* **Provided records**
===============
PR #516, opened 2022-03-10
Uikit multistage keyboard (Japanese, Chinese)

Rsedaikin:


skiko/src/iosMain/kotlin/org/jetbrains/skiko/SkikoViewController.kt
```diff
@@ -112,6 +112,7 @@ class SkikoUIView : UIView, UIKeyInputProtocol, UITextInputProtocol {
                 )
             }
         }
```
olonho, line 114: Maybe null check?

dima-avdeev-jb (approved):

skiko/src/iosMain/kotlin/org/jetbrains/skiko/SkikoViewController.kt
dima-avdeev-jb: add null check

dima-avdeev-jb (approved):

dima-avdeev-jb (changes requested):
Found bugs with last character replacement

PR #524, opened 2022-04-03
Complete bindings for SkRuntimeShaderBuilder::uniform

kirill-grouchnikov:


kirill-grouchnikov:
@igordmn - this is the second phase, completing support for all types in `SkRuntimeShaderBuilder::uniform`

skiko/src/commonMain/kotlin/org/jetbrains/skia/Matrix22.kt
```diff
@@ -0,0 +1,47 @@
...
+        var result = 1
+        result = result * PRIME + mat.contentHashCode()
+        return result
+    }
+
+    override fun toString(): String {
+        return "Matrix22(_mat=$mat)"
+    }
+
+    companion object {
```
igordmn, line 33: Could you add IDENTITY constant for this matrix?

skiko/src/commonMain/kotlin/org/jetbrains/skia/Matrix22.kt
```diff
@@ -0,0 +1,47 @@
...
+import org.jetbrains.skia.impl.withResult
+
+/**
+ * 2x2 matrix.
+ */
+class Matrix22(vararg mat: Float) {
+    /**
+     * Matrix elements are in row-major order.
+     */
+    internal val mat: FloatArray
```
igordmn, line 14: It would be better to make this public. Because otherwise without matrix operations it will be useless. Also, it will be good, If you make `Matrix44.mat` public too.

igordmn: > Because otherwise without matrix operations it will be useless

Ah, sorry. It would be useless, when we get matrix (for example, canvas.matrix). I encountered on this issues in the past. It isn't useless, when we set matrix. But it is better to fix it anyway

igordmn (approved):

skiko/src/commonMain/kotlin/org/jetbrains/skia/Matrix22.kt
kirill-grouchnikov: Added

skiko/src/commonMain/kotlin/org/jetbrains/skia/Matrix22.kt
kirill-grouchnikov: Done for 2x2 and 4x4, so that all three expose this as a public field

PR #526, opened 2022-04-05
Add bindings for SkRuntimeShaderBuilder::child

kirill-grouchnikov:
For `SkShader` and `SkColorFilter` that can be passed as uniforms into the main SkSL shader


kirill-grouchnikov:
@igordmn - this is the last part, bindings for `SkRuntimeShaderBuilder::child`

PR #535, opened 2022-05-16
Add bindings for half leading to TextStyle and StrutStyle

manu-unter:
This will allow us to create vertically centered text with custom line height

We need it in Fleet to get rid of our custom leading that we are currently applying around the actual lines of text. We can't leave it up to the Paragraph API right now because without the half leading feature, the additional space will not be evenly distributed above and below the text, but instead proportionally to the ascent and descent in the font. This leaves the text vertically uncentered, which is especially notable when there is a selection or a highlight behind it.

I already tested the new bindings locally with Fleet.

(cherry picked from commit f6f5338c1239625dd3ddf0e3b0e56b393e8a43ae)


igordmn:
Thanks! 0.7.19 will be built soon

manu-unter:
Thank you!

PR #538, opened 2022-05-19
Add binding for SkGraphics methods

kropp:


skiko/src/commonMain/kotlin/org/jetbrains/skia/Graphics.kt
```diff
@@ -0,0 +1,172 @@
+package org.jetbrains.skia
+
+import org.jetbrains.skia.impl.Library.Companion.staticLoad
+import org.jetbrains.skia.impl.Stats
+
+class Graphics {
```
igordmn, line 6: It seems tests failed because we import
```
import org.jetbrains.skia.*
```
And it conflicts with `java.awt.Graphics`

We need to change imports in `SkiaLayer.awt.kt`

PR #543, opened 2022-05-26
Delegate focus methods from SkiaLayer to backedLayer

igordmn:
Similar to the other methods

(see the comment "We need to delegate all event listeners..." why we do that)

Also, disable changing focus when click on SkiaLayer if we set `setCanReceiveFocus(false)`, because focus should be changed only when we click on some focusable Swing/Compose component

### DIFF
--- a/skiko/src/awtMain/kotlin/org/jetbrains/skiko/SkiaLayer.awt.kt
+++ b/skiko/src/awtMain/kotlin/org/jetbrains/skiko/SkiaLayer.awt.kt
@@ -1,13 +1,12 @@
 package org.jetbrains.skiko
 
 import org.jetbrains.skia.*
+import org.jetbrains.skia.Canvas
 import org.jetbrains.skiko.redrawer.Redrawer
+import java.awt.*
 import java.awt.Color
-import java.awt.Component
-import java.awt.Graphics
 import java.awt.event.*
 import java.awt.im.InputMethodRequests
-import java.awt.Window
 import java.util.concurrent.CancellationException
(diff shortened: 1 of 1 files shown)


skiko/src/awtMain/kotlin/org/jetbrains/skiko/SkiaLayer.awt.kt
```diff
@@ -83,6 +82,19 @@ actual open class SkiaLayer internal constructor(
...
+                if (canReceiveFocus(cause)) {
+                    super.requestFocus(cause)
+                }
+            }
+
+            override fun requestFocusInWindow(cause: FocusEvent.Cause?): Boolean {
+                return canReceiveFocus(cause) && super.requestFocusInWindow(cause)
+            }
+
+            private fun canReceiveFocus(cause: FocusEvent.Cause?) = cause != FocusEvent.Cause.MOUSE_EVENT ||
```
dima-avdeev-jb, line 96: Why only check to MOUSE_EVENT?
How about "Tab" key on keyboard?

igordmn: By `setRequestFocusEnabled` description, it should only affect mouse:
```
Provides a hint as to whether or not this JComponent should get focus. This is only a hint, and it is up to consumers that are requesting focus to honor this property. This is typically honored for mouse operations, but not keyboard operations
```
It is used in Compose to prevent changing focus on ComposePanel clicks, but keep focus changing when we press Tab

PR #545, opened 2022-06-02
set moduleName for kjs target

eymar:
Kotlin 1.7.0 introduced some changes related to kjs module names (affecting modules consuming skiko).

Therefore, we need to override the moduleName to avoid name collision with a different skiko.js file

### DIFF
--- a/skiko/build.gradle.kts
+++ b/skiko/build.gradle.kts
@@ -228,6 +228,7 @@ kotlin {
 
     if (supportWasm) {
         js(IR) {
+            moduleName = "skiko-kjs" // override the name to avoid name collision with a different skiko.js file
             browser {
                 testTask {
                     dependsOn("linkWasm")


igordmn:
Does this mean, that the names of artifacts will be different?

Currently we have these names:
image

What names will be after this PR?

eymar:
@igordmn 

Screenshot 2022-06-02 at 11 58 29


The compiled js file in the build directory. The file names in maven won't be affected (tested).

As you can see on the screenshot, there is 1 skiko.js file (generated by emscripten and bundled into skiko-js-wasm-runtime). And skiko-kjs.js is generated by kotlin-js (from skiko-js klib). 

Before 1.7.0 skiko-kjs.js was named kotlin_org_jetbrains_skiko.js, but since 1.7.0 it was named skiko.js by default. It's an expected change in behaviour according to k/js team. So they suggested to override the module name.

Issue #551, opened 2022-07-08
Traces after we remove SkiaLayer from some swing container


igordmn:
Skiko 0.7.21, macOs

See the video, the tab "dotMemory Profiler" uses SkiaLayer. After we switch to another tab, the SkiaLayer content still on the screen until we resize the whole window.

https://user-images.githubusercontent.com/5963351/178004441-2e00d36a-104b-4b7c-894e-5ef643a3a6db.mov

okushnikov:
Please check the <a href="https://youtrack.jetbrains.com/issue/SKIKO-551">following ticket</a> on YouTrack for follow-ups to this issue. GitHub issues will be closed in the coming weeks.

PR #552, opened 2022-07-08
Fix traces after we remove SkiaLayer from a Swing container

igordmn:
It seems there are some pending transactions, which weren't flushed after we remove the metal layer

Fixes https://github.com/JetBrains/skiko/issues/551


igordmn:
CI is failing in master too. I ran the CI on the same commit in master, which passed on CI in the past.

Haven't figure out how to fix it yet. Will try to investigate it later.

Let's don't block PR merges, unless it hypothetically can break linux (we won't know about that because of failing CI)

PR #559, opened 2022-07-22
Set proper dylib id and version

SergeevPavel:
Now we can see an agent build path on the place of dylib id and version set to 0.0.0


SergeevPavel:
something on the topic:
https://stackoverflow.com/questions/67055770/usage-of-current-version-and-compatibility-version-on-macos
https://stackoverflow.com/questions/69370484/why-do-dynamic-libraries-on-macos-have-an-id

igordmn (approved):

PR #959, opened 2024-07-10
Speculative fix for a crash

elijah-semyonov:
Usage of main-thread AppKit APIs in other thread is assumed to lead to the crash.
Second attempt for https://github.com/JetBrains/skiko/pull/958.

Structure display link control reactively around Wake/Sleep and Screen change notifications.

### DIFF
--- a/skiko/src/awtMain/objectiveC/macos/DisplayLinkThrottler.mm
+++ b/skiko/src/awtMain/objectiveC/macos/DisplayLinkThrottler.mm
@@ -68,6 +68,7 @@ static CVReturn displayLinkCallback(CVDisplayLinkRef displayLink, const CVTimeSt
         _window = window;
         _displayLink = nil;
         _vsyncConditionLock = [[NSConditionLock alloc] initWithCondition: 1];
+        _lock = [NSLock new];
         _isSleeping = NO;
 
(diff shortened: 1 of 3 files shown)


skiko/src/awtMain/objectiveC/macos/DisplayLinkThrottler.mm
```diff
@@ -21,125 +48,186 @@ static CVReturn displayLinkCallback(CVDisplayLinkRef displayLink, const CVTimeSt
...
 
-    result = CVDisplayLinkCreateWithCGDisplay([screenID unsignedIntValue], &displayLink);
+    result = CVDisplayLinkCreateWithCGDisplay(
+        _currentScreenID /* truncated to uint32_t aka CGDirectDisplayID */,
+        &_displayLink
+    );
 
     if (result != kCVReturnSuccess) {
-        return nil;
+        _displayLink = nil;
```
igordmn, line 208:
```suggestion
        _displayLink = nil;
        _displayLinkScreenID = nil;
```

Shouldn't we do this as well in all `return` points?

elijah-semyonov: No, and _displayLinkScreenID is uint32_t, we can't assign anything meaningful here.

igordmn (approved):

PR #960, opened 2024-07-19
Split skia download/unzipping task creation and invocation

Schahen:
This commit is first step in set of actions we need to take to build skia-package via gradle in the skiko repository

However it makes sense on it's own as well.

### DIFF
--- a/skiko/build.gradle.kts
+++ b/skiko/build.gradle.kts
@@ -1,8 +1,10 @@
+import de.undercouch.gradle.tasks.download.Download
 import org.gradle.api.tasks.testing.logging.TestExceptionFormat
 import org.gradle.crypto.checksum.Checksum
 import org.jetbrains.compose.internal.publishing.MavenCentralProperties
 import org.jetbrains.kotlin.gradle.targets.js.dsl.ExperimentalWasmDsl
 import tasks.configuration.*
+import kotlin.collections.HashMap
 
 plugins {
     kotlin("multiplatform")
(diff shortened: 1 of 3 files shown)


skiko/build.gradle.kts
```diff
@@ -12,6 +14,47 @@ plugins {
     id("org.gradle.crypto.checksum") version "1.4.0"
 }
 
+fun createDownloadTasks() {
```
eymar, line 17: Is it possible to keep this function in buildSrc?  The motivation is to limit the growth of build.gradle.kts

Schahen: Totally makes sense, renamed it to `declareSkiaTasks` and moved to the SkikoProjectContext (which belongs to buildSrc)

skiko/buildSrc/src/main/kotlin/properties.kt
```diff
@@ -162,7 +156,7 @@ class SkikoProperties(private val myProject: Project) {
                 System.getenv()["SKIA_DIR"]
                 ?: System.getProperty("skia.dir")
                 ?: myProject.findProperty("skia.dir")?.toString()
-            )?.let { File(it) }?.takeIf { it.isDirectory }
+            )?.let { File(it) }
```
eymar, line 159: Was this check for `isDirectory` removed intentionnaly?

eymar (approved):

skiko/buildSrc/src/main/kotlin/properties.kt
Schahen: Without validation  there was always a possibility to just have a seemingly valid local build which in actuality was remote build. I  totally agree it's better to keep it in getter. Pushed

PR #964, opened 2024-07-20
Adding an implementation for skiaLayer.detach()

kubapet:
Once SkiaLayer was created, it wasn't possible to reinstantiate it gracefully (e.g. when changing the geometry of the underlying canvas). It wasn't releasing the GL context so it wasn't possible to reuse the same HTML canvas when the window was resized etc.

I'm not sure if this is enough though, but it fixed my issues at least.


MatkovIvan (commented):
> but it fixed my issues at least.

Could you please provide test cases?

kubapet:
> > but it fixed my issues at least.
> 
> Could you please provide test cases?

Sorry for late reply, I was having vacation.
Unfortunately, I'm not able to reproduce it any more after upgrading my system. I was originally getting 
`WebGL: INVALID_OPERATION: drawElements: no valid shader program in use`
when trying to reuse the same SkiaLayer instance and reattaching it to resized HTML canvas.

So I guess it was related to a specific browser/GL stack on my machine.
I'm cancelling this PR for time being and will reopen it if I manage to reproduce it.
Thanks

kubapet:
Unable to reproduce the originally addressed issue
===============
* **Goal of the exercise**
Among the entries, how many lines contain the word "requestFocusInWindow"? Give the number alone.

* **Solution to the exercise**
2